Summary of Ministerial Circular No. 13/1990 & Subsequent Clarifications Regarding Group VAT Credit & Guarantees

This document details the obligations regarding VAT credit arising from group VAT procedures, specifically when a company (the “former parent”) exits the group.Here’s a breakdown of the key points, based on the provided text and referencing related circulars and legislation:

1. ministerial Circular 13/1990 – Core Principle:

* This circular established that guarantee obligations for VAT credit extend to the credit utilized by the former parent company following the interruption of the group VAT procedure. Essentially, even after leaving the group, the former parent remains liable for certain VAT credits.

2. Clarifications & Subsequent Guidance:

* Unused Credit: if a group liquidation results in a surplus of VAT credit, and the group procedure isn’t renewed (e.g.,the parent company ceases to exist during the year),any excess credit can only be used by the remaining group member or the former parent company. They can then request reimbursement or deduct it from their own VAT liabilities in the following year.
* Warranty/Guarantee: the corresponding warranty for this credit must be declared in the annual declaration for the compensated party. (CM n. 144/98, point 1.8 reinforces this).
* VAT Declaration (Model 2025 Instructions): Instructions for the annual VAT declaration (specifically §§ 3.4.4 and 4.2.1 of the instructions for Model 2025) require reporting any unused group credit (deducted by the ex-parent or another company) on line VA12 of the declaration.

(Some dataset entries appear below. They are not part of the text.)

PR #636, opened 2024-08-29
Remove redundant variable and optimize the copy assignment for the CUDA matrix

### LINKED ISSUE #634: Remove unnecessary forcing variables
After revisiting the `solve` function, I think the usage of `forcing` and `initial_forcing` variables here (https://github.com/NCAR/micm/blob/main/include/micm/solver/rosenbrock.inl#L20-L21) is unnecessary and can be replaced by the `K` vector.

**Acceptance Criteria**
- Remove the `forcing` and `initial_forcing` variables if possible.
- Pass all the unit tests on Derecho's CPU and GPU.

### LINKED ISSUE #635: The copy assignment operator for the CUDA matrix is not optimal
According to Matt, the copy assignment operator for the CUDA matrix will always reallocate a new device memory space before copying the data (https://github.com/NCAR/micm/blob/main/include/micm/cuda/util/cuda_dense_matrix.hpp). This is not necessary if the matrix size is the same between left and right hand side.

**Acceptance Criteria**
- Only free and reallocate device memory space when the matrix size is different.
- Pass all the unit tests on Derecho's CPU and GPU.

sjsprecious:
This PR:
- removes the usage of `forcing` variable in the `solve` function
- reallocates the device memory in the copy assignment operator only when the matrix size is different

fix #634 
fix #635

### DIFF
--- a/include/micm/cuda/util/cuda_dense_matrix.hpp
+++ b/include/micm/cuda/util/cuda_dense_matrix.hpp
@@ -129,10 +129,12 @@ namespace micm
     CudaDenseMatrix& operator=(const CudaDenseMatrix& other)
     {
       VectorMatrix<T, L>::operator=(other);
-      if (this->param_.d_data_ != nullptr)
+      if (this->param_.number_of_elements_ != other.param_.number_of_elements_)
+      {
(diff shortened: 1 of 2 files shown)


mattldawson (approved):
nice!

mwaxmonsky (approved):

PR #641, opened 2024-09-04
Add CUDA stream for asynchronous kernel launch

sjsprecious:
This PR:
- adds a singleton class to generate the CUDA streams
- makes all the CUDA kernel launches asynchronously
- modifies the default `main()` function for GTest to clean up the CUDA streams before the program exits

All the unit tests passed on Derecho's A100 GPU with `nvhpc/24.7`.

### DIFF
--- a/include/micm/cuda/util/cuda_util.cuh
+++ b/include/micm/cuda/util/cuda_util.cuh
@@ -5,7 +5,10 @@
 #include <cublas_v2.h>
 #include <cuda_runtime.h>
 
+#include <map>
 #include <string>
+#include <memory>
+#include <mutex>
 
 #define CHECK_CUDA_ERROR(err, msg)   micm::cuda::CheckCudaError(err, __FILE__, __LINE__, msg)
 #define CHECK_CUBLAS_ERROR(err, msg) micm::cuda::CheckCublasError(err, __FILE__, __LINE__, msg)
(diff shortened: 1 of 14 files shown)


include/micm/cuda/util/cuda_util.cuh
```diff
@@ -30,5 +33,54 @@ namespace micm
...
+
+    /// @brief Define the smart pointer type using the functor for the custom deleter
+    using CudaStreamPtr = std::unique_ptr<cudaStream_t, CudaStreamDeleter>;
+
+    /// @brief Singleton class to manage CUDA streams
+    class CudaStreamSingleton
+    {
+    public:
+
+      CudaStreamSingleton() = default;
```
K20shores, line 59: I believe this should be `private` in a singleton implementation

include/micm/cuda/util/cuda_util.cuh
```diff
@@ -30,5 +33,54 @@ namespace micm
...
+      
+      ~CudaStreamSingleton() = default;
```
K20shores, line 61: I think this function should be defined, but it should call the `CleanUp` function below. That way we don't have to remember to call cleanup. In fact, if we never need to manually call `CleanUp`, then we could put the contents of `CleanUp` into the destructor

test/unit/cuda/util/cuda_gtest_main.cpp
```diff
@@ -0,0 +1,9 @@
+#include <gtest/gtest.h>
+#include <micm/cuda/util/cuda_util.cuh>
+
+int main(int argc, char **argv) {
+    ::testing::InitGoogleTest(&argc, argv);
+    int result = RUN_ALL_TESTS();
+    micm::cuda::CudaStreamSingleton::GetInstance().CleanUp(); // Ensure cleanup
```
K20shores, line 7: Is this necessary? I think if you define the destructor as I suggested above that we would no longer need this file because the destructor would always run and cleanup the streams

K20shores (changes requested):

include/micm/cuda/util/cuda_util.cuh
sjsprecious: Originally I implemented it exactly what you suggested, but the `CudaStream` resource was something different. When putting the `cleanup` function in the destructor, the CUDA driver is already turned down before the destructor is called and it will lead to an error saying `driver is shutting down`. That is why I have to call the `cleanup` function separately as shown below to clean up the CUDA resource explicitly and avoid GPU memory leak.

test/unit/cuda/util/cuda_gtest_main.cpp
sjsprecious: See comment above.

K20shores (approved):

include/micm/cuda/util/cuda_util.cuh
sjsprecious: Thanks for catching it. Fixed.

PR #642, opened 2024-09-04
Add const to solver functions

mattldawson:
Adds the `const` qualifier to solver functions that should not be modifying object data. Also removes collection of profiling data during actions to reduce runtime.


sjsprecious (approved):
Looks nice!

PR #649, opened 2024-09-05
Replace json to yaml 619

### LINKED ISSUE #619: Remove nlohman::json in favor of yaml-cpp since it parses both yaml and json
The current MICM configuration parser wraps the `nlohman::json` library. Modify the parser and the CMake build scripts to use `yaml-cpp` library instead, which will allow for mechanisms in JSON or YAML.

**Acceptance Criteria**
- `nlohman::json` library is no longer a dependency of MICM
- The MICM configuration parser uses`yaml-cpp` for parsing configuration files
- Include at least one test that reads a YAML configuration

**Ideas**
- Files that may need editing:
  - `cmake/dependencies.cmake`
  - `CMakeLists.txt`
    - In here we define a variable called `MICM_ENABLE_JSON`, maybe change that to `MICM_ENABLE_CONFIG_READER` or something similar
  - `src/CMakeLists.txt`
  - `include/micm/configure/solver_config.hpp`
  - `test/unit/CMakeLists.txt`
  - Many things in `test/unit/configure`
  - There may be others, but this is likely enough to start
- Possibly create a test in the configuration parser unit tests for a YAML configuration (the translation of an existing JSON configuration should be fairly easy in Python or an online converter https://github.com/NCAR/micm/blob/6b1c58a9be14095e3f3c6df403c91c4e800f23de/test/unit/configure/test_solver_config.cpp#L102-L138

montythind:
Replaces nholman json with Yaml-cpp library

Closes #619


include/micm/configure/solver_config.hpp
```diff
@@ -361,51 +366,66 @@ namespace micm
...
-          }
-        }
+        } 
       }
       species_[name] = species;
+    }        
+
+    // Utility functions to check types and perform conversions
+    bool isBool(const std::string& value) {
+        return (value == "true" || value == "false");
```
montythind, line 410: I am not sure where to put these functions.

include/micm/configure/solver_config.hpp
```diff
@@ -361,51 +366,66 @@ namespace micm
...
-          else if (value.is_boolean())
-          {
-            species.SetProperty<bool>(key, value);
-          }
-          else
-          {
-            throw std::system_error{ make_error_code(MicmConfigErrc::InvalidType), key };
-          }
-        }
+        }
```
boulderdaze, line 403: I am fine with this change. Maybe I'd suggest
```c++
if (key != NAME && key != TYPE)
{       
  std::string stringValue = value.as<std::string>();
  if (!stringValue.empty())
  {
    if (isInt(stringValue)){...}
    else if (isFloat(stringValue)){...}
    else if (isBool(stringValue)) {...}
    else {throw error}
  }
  else if (key == TRACER_TYPE && stringValue == THIRD_BODY) {...}
  else 
  {
    species.SetProperty<std::string>(key, stringValue);
  }
}
```

include/micm/configure/solver_config.hpp
boulderdaze: I think putting them below all the parsing functions would be good for consistency. We use CamelCase for function names (refers to our [clang tidy](https://github.com/NCAR/micm/blob/main/.clang-tidy)). Could you modify them in CamelCase?
eg) `isBool` ->`IsBool()`

boulderdaze (changes requested):
Looks good! I have some comments, hopefully they are minor. The issue description mentioned adding a test using a yaml configuration to verify. Could you add a test for that?

include/micm/configure/solver_config.hpp
boulderdaze: Now I see this again, I'm wondering why `stringValue.empty()` is checked only for `int`, `float`, `bool` type. Maybe it could be 
```C++
if (key != NAME && key != TYPE)
{       
  std::string stringValue = value.as<std::string>();
  if (stringValue.empty()) {throw error}
  
  if (isInt(stringValue)){...}
  else if (isFloat(stringValue)){...}
  else if (isBool(stringValue)) {...}
  else if (key == TRACER_TYPE && stringValue == THIRD_BODY) {...}
  else 
  {
    species.SetProperty<std::string>(key, stringValue);
  }
}
```

include/micm/configure/solver_config.hpp
```diff
@@ -119,7 +119,7 @@ namespace micm
 
   class JsonReaderPolicy
```
K20shores, line 120:
```suggestion
  class ConfigReaderPolicy
```

Maybe we should rename the class to reflect the changes?

include/micm/configure/solver_config.hpp
```diff
@@ -213,25 +213,30 @@ namespace micm
       // Iterate CAMP file list and form CAMP data object arrays
       for (const auto& camp_file : camp_files)
       {
-        json config_subset = json::parse(std::ifstream(camp_file));
+        json config_subset = YAML::LoadFile(camp_file.string());
```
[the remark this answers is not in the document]
K20shores: There's a using on line 122, that makes `json` be the `YAML::Node` type, but perhaps we should rename that to `object_type` or something? YAML-cpp reads both yaml and json

include/micm/configure/solver_config.hpp
```diff
@@ -119,7 +119,7 @@ namespace micm
 
   class JsonReaderPolicy
   {
-    using json = nlohmann::json;
+    using json = YAML::Node;
```
K20shores, line 122:
```suggestion
    using object = YAML::Node;
```

Maybe we should rename this so that it no longer seems specific to json?

include/micm/configure/solver_config.hpp
```diff
@@ -361,51 +366,66 @@ namespace micm
...
+            species.SetProperty<int>(key, value.as<int>());
+          }
+          else if (!stringValue.empty() && isFloat(stringValue)) {
+            species.SetProperty<double>(key, value.as<double>());
+          }
+          else if (!stringValue.empty() && isBool(stringValue))
+          {
+            species.SetProperty<bool>(key, value.as<bool>());
+          }
+          else
```
K20shores, line 392: It seems that YAML-cpp provides functionality to [check that type](https://github.com/jbeder/yaml-cpp/wiki/Tutorial). We should use that here, maybe? That would remove the need for these one-off type casting functions.

```
switch (node.Type()) {
  case YAML::NodeType::Null: // ...
  case YAML::NodeType::Scalar: // ...
  case YAML::NodeType::Sequence: // ...
  case YAML::NodeType::Map: // ...
  case YAML::NodeType::Undefined: 
}
```

K20shores (changes requested):
It's looking good! But, we need a few more minor changes. Also, please convert a few of the configurations to yaml so that we always have a test that is parsing yaml

include/micm/configure/solver_config.hpp
montythind: We cant use this node.Type as the code becomes very nested with lots of Try, catch statement and making it very complicated to read. 
Here is example what the code will look like. I dont think it pretty. 
if (node.IsScalar()) {
    // It's a single value (int, float, string, bool)
    std::cout << "This is a scalar value." << std::endl;

    // Check for specific types using as<>
    try {
        int intValue = node.as<int>();
        std::cout << "This is an integer: " << intValue << std::endl;
    } 
    catch (const YAML::BadConversion& e) {
        // Not an integer, try the next type
        try {
            double doubleValue = node.as<double>();
            std::cout << "This is a double: " << doubleValue << std::endl;
        } 
        catch (const YAML::BadConversion& e) {
            // Not a double, try string
            std::string stringValue = node.as<std::string>();
            std::cout << "This is a string: " << stringValue << std::endl;
        }
    }
} 

Thoughts?

K20shores: Ah, I didn't understand fully that yaml-cpp doesn't actually know the type. What you've done sounds fine and my comments no longer apply

sjsprecious (approved):
LGTM. Congrats on your first PR to MICM, nice job! @montythind

K20shores (approved):

boulderdaze (approved):
Looks good! Thank you for addressing the comments!

mattldawson (approved):
looks great!

PR #651, opened 2024-09-10
Add const qualifiers

mattldawson:
Adds some const qualifiers to indices in solver functions.

### DIFF
--- a/include/micm/process/process_set.hpp
+++ b/include/micm/process/process_set.hpp
@@ -280,13 +280,13 @@ namespace micm
       auto react_id = reactant_ids_.begin();
       auto prod_id = product_ids_.begin();
       auto yield = yields_.begin();
-      std::size_t offset_rc = i_group * rate_constants.GroupSize();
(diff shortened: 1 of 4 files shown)


sjsprecious (commented):
Thanks @mattldawson . It looks good to me. Do we need to add the same qualifier to the CUDA code as well?

K20shores (approved):

mattldawson:
> Thanks @mattldawson . It looks good to me. Do we need to add the same qualifier to the CUDA code as well?

It probably wouldn't hurt, but it seems like these changes don't affect the CUDA build, so maybe that could be a separate PR?

sjsprecious:
> > Thanks @mattldawson . It looks good to me. Do we need to add the same qualifier to the CUDA code as well?
> 
> It probably wouldn't hurt, but it seems like these changes don't affect the CUDA build, so maybe that could be a separate PR?

Sure. Sounds good to me.

sjsprecious (approved):

PR #654, opened 2024-09-12
Move temporary variables to the State class

### LINKED ISSUE #643: Move local temporary variables into State variable
After discussing with Matt, it may be easier and convenient to move all the local variables (https://github.com/NCAR/micm/blob/main/include/micm/solver/rosenbrock.inl#L19-L30) into `state` variable so that they can be allocated/deallocated at each time step integration (saving memory space rather than carrying them around the host model).

**Ideas**
- create an empty base class (not templated) for the temporary variables.
- create the templated derived class for the actual temporary variables of a specific solver.
- the State class adds as a new data member as the base class type.
- In the GetState function of the solver, we set the new data member directly.

**Acceptance Criteria**
- Move all the local variables into `state` variable, and pass the unit tests.

sjsprecious:
This PR moves the temporary variables from the Backward Euler and Rosenbrock solvers into a separate struct in the `State` class. This enables us to optimize the data allocation and deallocation of those variables without changing the `solve` function itself.

Many thanks to @mattldawson who did the majority of the revision.

All the unit tests passed on Derecho's A100 GPU with nvhpc/24.7 compiler. Somehow I have to relax the tolerance for a specific GPU integration test.

fix #643


sjsprecious:
Superseded by #655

The guarantees outlined in art. 6, paragraph 3 of the ministerial decree of December 13, 1979, must be provided.

3. practical Exmaple (Alfa Company):

* If a company (alfa) participated in a group VAT procedure until 2024 and then withdrew in 2025, and a credit surplus emerged from the 2024 consolidated liquidation, Alfa must fulfill credit certification obligations (Art. 38-bis, paragraphs 3-6 of Presidential Decree 633/72) if it uses that surplus to offset its own VAT liabilities in 2025.

4. Guarantee Requirements (Art.38-bis, Presidential Decree 633/72):

* For amounts exceeding €30,000, a compliance view (or subscription by a control body, along with certificates of property solidity and contribution regularity) is required.
* However, if the company falls under the risk hypotheses outlined in paragraph 4 of Art. 38-bis, a guarantee is required rather.

In essence, the document clarifies that exiting a group VAT procedure doesn’t absolve the former parent company of responsibility for previously generated VAT credits, and specific guarantee requirements apply depending on the amount of credit utilized.